Stored data:
PR #102, opened 2019-02-16
Add basic nuget package properties

jtattermusch:


src/Grpc.AspNetCore.Server/Grpc.AspNetCore.Server.csproj
```diff
@@ -1,5 +1,16 @@
 ﻿<Project Sdk="Microsoft.NET.Sdk">
 
+  <PropertyGroup>
+    <Authors>The gRPC Authors</Authors>
+    <Copyright>Copyright 2019 The gRPC Authors</Copyright>
+    <Description>gRPC support for ASP.NET Core</Description>
+    <PackageIconUrl>https://github.com/grpc/grpc.github.io/raw/master/img/grpc_square_reverse_4x.png</PackageIconUrl>
+    <PackageLicenseExpression>Apache-2.0</PackageLicenseExpression>
+    <PackageProjectUrl>https://github.com/grpc/grpc-dotnet</PackageProjectUrl>
+    <PackageTags>gRPC RPC Protocol HTTP/2 ASP.NET</PackageTags>
```
JunTaoLuo: let's add the `aspnetcore` tag. This is what we use in our packages: https://github.com/aspnet/AspNetCore/blob/release/2.1/src/Hosting/Hosting/src/Microsoft.AspNetCore.Hosting.csproj#L8. Also, NuGet interprets this field with space delimitation so I'm not sure if the `Protocol` tag is necessary since it's too generic.

PR #103, opened 2019-02-18
WIP Dynamic service methods in functional tests

JamesNK:
Addresses https://github.com/grpc/grpc-dotnet/issues/80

:: WORK INSTRUCTION ::
Only lines with the word "dotnet" are needed. Copy them from the preceding records.

:: EXERCISE OUTPUT ::
+    <PackageProjectUrl>https://github.com/grpc/grpc-dotnet</PackageProjectUrl>
Addresses https://github.com/grpc/grpc-dotnet/issues/80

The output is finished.